If $X$ admits a Hausdorff compactification, then $X$ is locally compact? I read that if $X$ admits a Hausdorff compactification, that is a compact Hausdorff $C$ such that $X$ is homeomorphic to an open dense subset of $C$, then $X$ is locally compact. Why is that?
 A: Because if $C$ is compact Hausdorff, any open subset of it is locally compact (and Hausdorff). So if $X$ embeds as an open (dense) subset of $C$ it is also locally compact and Hausdorff as its embedded image is. 

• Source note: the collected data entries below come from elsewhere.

Issue #3329, opened 2020-08-23
(Windows 10) MeshExtractor Fails to build when compiled via Visual Studio 2019


FiftyTifty:
**##### TITLE:**

MeshExtractor Fails to build when the **TOOLS** and **WITH_MESHEXTRACTOR** flags are enabled in CMake, when building on Windows 10.

**##### CURRENT BEHAVIOUR:**

When following the instructions on the AC wiki, as the tools are not provided, you are required to build them from AC's source after enabling the option in CMake. The compiler used is Visual Studio Community Edition 2017.

All the tools, except MeshExtractor, compile successfully.

**##### STEPS TO REPRODUCE THE PROBLEM:**

1. Download the latest AC repo via git
2. Follow the instructions on the Wiki posted here: https://www.azerothcore.org/wiki/Installation
3. When it comes to "Compiling on Windows", when configuring CMake, enable two flags: **TOOLS** and **WITH_MESHEXTRACTOR**.
4. After the build files have been generated, open **AzerothCore.sln**.
5. Building the solution via Visual Studio's menu **Build** -> **Build Solution** will only fail for **MeshExtractor.vcxproj**.

**##### EXTRA NOTES:**

27/09/20: The latest commit resolved the ACE errors, but now there are a multitude of new errors: https://pastebin.com/LZndMMjM

<details>
<summary>OLD</summary>
Here are the relevant lines from the build log: https://pastebin.com/KWCvwjhN
</details>

**##### AC HASH/COMMIT:**

<details>
<summary>As of 27/09/2020 the issue remains, but with different errors (no ACE errors now), with the following **git log** output:</summary>
The command **git log** outputs the following:
commit 91f4671d07b40a5316268bb4b2096dcd2bdf20d9 (HEAD -> master, origin/master, origin/HEAD)
Author: Stefano Borzì <stefanoborzi32@gmail.com>
Date:   Sun Sep 27 16:31:41 2020 +0200

    fix(Core/Spells): prevent client crash on use spell Neural Needle + ESC (#3383)

commit 1910b4ab35bf6ecc65f02df3e06cba4b6805318d
Author: Stefano Borzì <stefanoborzi32@gmail.com>
Date:   Sat Sep 26 14:46:27 2020 +0200

    chore(Core/Player): remove useless SendQuestComplete (#3380)

commit 8b3a1c1fe58488912f3d3b1a244664e7385b46a1
[...]

PR #7545, opened 2021-08-25
fix(Maps/MeshExtractor): build on windows

Kitzunu:
## Changes Proposed:
* Add missing includes

* Remove duplicate struct from utils

* Remove faulty ASSERT and use already defined.

* Comment out code that has no counterpart

- I mean it cant break it anymore than it already is as wait() and activate() doesn't exist. So this just fixes the build, I don't know if it works.

But presumably it's working the same as it did before.

## Issues Addressed:

- Closes https://github.com/azerothcore/azerothcore-wotlk/issues/3329

### DIFF
--- a/src/tools/mesh_extractor/ContinentBuilder.cpp
+++ b/src/tools/mesh_extractor/ContinentBuilder.cpp
@@ -180,7 +180,7 @@ void ContinentBuilder::Build()
                     if ((*_th)->Free)
                     {
                         (*_th)->SetData(itr->X, itr->Y, MapId, Continent);
-                        (*_th)->activate();
+                        // (*_th)->activate(); //@todo: activate is not a member of BuilderThread, where did it come from? Not present in intial commit.
                         next = true;
                         break;
                     }
@@ -196,7 +196,7 @@ void ContinentBuilder::Build()
     // Free memory
     for (std::vector<BuilderThread*>::iterator _th = Threads.begin(); _th != Threads.end(); ++_th)
     {
-        (*_th)->wait();
+        // (*_th)->wait(); //@todo: wait is not a member of BuilderThread, where did it come from? Not present in intial commit.
         delete *_th;
     }
 }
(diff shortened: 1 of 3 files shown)


FrancescoBorzi:
what's the status of this?

Kitzunu:
The status of this is "what should activate() and wait() do?", they don't exist

Viste:
> The status of this is "what should activate() and wait() do?", they don't exist

for what you need this meshext?

patou01:
My guess based on a quick look at the [history](https://github.com/azerothcore/azerothcore-wotlk/commits/master/src/tools/mesh_extractor/ContinentBuilder.cpp) is that it's a call to a removed mother class.
If you look at the [first commit](https://github.com/azerothcore/azerothcore-wotlk/blob/e8e94a0a663be0a1cefe704d8c6860a526b2d7e9/src/tools/mesh_extractor/ContinentBuilder.cpp), you can see `class BuilderThread : public ACE_Task_Base`
Up until this [commit ](https://github.com/azerothcore/azerothcore-wotlk/blob/b9d14372fd1139423d9be8d2952f2249f93c8d83/src/tools/mesh_extractor/ContinentBuilder.cpp )by Francesco it's there.
And then with a [refactor to remove ACE](https://github.com/azerothcore/azerothcore-wotlk/blob/4dd9b92759ad7e2a7e8e4ffce83cb4d90b8afa0c/src/tools/mesh_extractor/ContinentBuilder.cpp): `class BuilderThread`.

If I checkout the commit before "remove ACE from tools" I find:
image
image

Apologies for the white background, haven't fixed np++ yet.
Content of the 2 functions is here in case you don't want to checkout the old commit: https://pastebin.com/4c79hfbQ 



Does this help in any way?

Kitzunu:
Ah yea, ACE is removed

Kitzunu:
@Winfidonarleyan could you take a look?

Viste:
i still don't understand what you want to extract with this mesh extractor

Winfidonarleyan:
> i still don't understand what you want to extract with this mesh extractor

Agree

A: The statement you wrote is false, but it becomes true if you instead consider the one point compactification, rather than an arbitrary one.
Let $ X' = X \cup \{\infty\} $ denote the one point compactification of $ X $. Let $ x \in X $. We suppose $ X' $ is Hausdorff, so let $ U $ and $ V $ be disjoint open sets such that $ x \in U $ and $ \infty \in V $. Then $ V $ is an open neighborhood of infinity, so by defintion of the topology of $ X' $, there is some compact closed set $ K $ in $ X $ such that $ V = X'-K $. Then as $ U \cap V = \emptyset $, $ U \subseteq X' - V = K $. Then as $ K $ is closed in $ X $, $ \overline{U} \subseteq K $. Then as $ K $ is compact and $ \overline{U} $ is closed, $ \overline{U} $ is compact, and is therefore a compact neighborhood of $ x $. Thus, $ X $ is locally compact.
In fact, the converse is true as well. A locally compact Hausdorff space admits a Hausdorff one point compactification.